Я сама себя посадила в клетку. Я опять приняла неверное решение.
— Моё проклятие действительно опасно для окружающих? — спросила я у Ракха.
— А? Да. Я бы на месте хозяев не взял тебя в Город Невест, но в настоящем чародействе и тёмной магии мало кто, кроме самих магов, разбирается.
Йан знал. Он разбирался в нём, и верил, что я смогу стать мамой. А вдруг и правда родится малыш, очень похожий на него? Господи, только бы это было так! Я проглотила горький болезненный ком.
— И чем же я угрожаю обычным людям?
— Тьмой, Нуала. В тебе сидит зло, которое не ведает истиной жизни. Вот почему у проклятых не бывает детей.
Я посмотрела на него в упор, и маг перехватил мой взгляд.
— Что такое?
— Ничего.
Ты врёшь мне, колдун. Не знаю, зачем, и не ведаю, что ты задумал. Мы будем вместе, потому что мне нужна защита, а вид болезненного подмастерья — лучшая гарантия безопасности. Незаметно для себя самой я превратилась в женщину, которая пользуется чужой силой, но ведь и Ракх использовал меня! Я медленно моргнула.
— Ты многих летов встречал после того, как погибло Солнечное государство?
— Нескольких. Все они теперь пленники Сагора.
— Значит, ты сдал их.
— Не поверишь, но я их не трогал, — криво усмехнулся он. — Рано или поздно их находили другие. Говорю же, у меня иная цель, личные интересы.
— У тёмных нет кодекса, Нуала. Мы приносим единственную клятву верности жрецу.
— А он — королю.
— Нет, это король присягает ему.
— Значит, именно тёмные маги — истинные правители Вардара?

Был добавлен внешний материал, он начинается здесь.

PR #1284, opened 2020-08-12
ref: Moves xmpp logs to be accessed from connection.

damencho:
In cases where there is no room like pre-join and lobby screen we still want to be able to debug xmpp messages.

### DIFF
--- a/modules/xmpp/xmpp.js
+++ b/modules/xmpp/xmpp.js
@@ -261,7 +261,7 @@ export default class XMPP extends Listenable {
                                         }
                                     });
                                 })
-                                .catch(logger.warn('Error getting features from lobby.'));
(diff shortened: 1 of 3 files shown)


modules/xmpp/xmpp.js
```diff
@@ -261,7 +261,7 @@ export default class XMPP extends Listenable {
                                         }
                                     });
                                 })
-                                .catch(logger.warn('Error getting features from lobby.'));
+                                .catch(() => logger.warn('Error getting features from lobby.'));
```
paweldomas, line 264: is the error logged anywhere up? can you do `error => logger.warn('Error getting features from lobby.', error && error.message))` ?

damencho: will do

— Были когда-то, — сказал он, задумчиво поглаживая свиток.
— И жаждете снова заполучить власть? — настаивала я.
— Не я.
— А чего хочешь ты?
— А вот это мы договорились не обсуждать.
Я сразу замолчала. Он был прав. Как же выведать, что такого важного ему хотелось заполучить в новой, не осквернённой проклятием жизни? Неужели он жаждал любви и нежности? Но что такому любовь? Я нахмурилась. Дедушка говорил, что всякому человеку, даже яростному воину, который научился не замечать чужих страданий, нужна связь с миром через другого человека. Именно этот якорь делал нас людьми. И куда бы ты ни отправлялся, каким бы не стал — жестоким или нежным — ты искал этот грузел, свою опору, своё особое чувство. И у убийц были матери. И мямли и простаки мечтали о страсти. А ласковые искали силу и жёсткость, чтобы укрепить свою внутреннюю структуру… И для каждого существовал свой особый путь к тому единственному, кто мог сделать его счастливым. Жаль только, далеко не всякому удавалось преодолеть дороги к родной душе.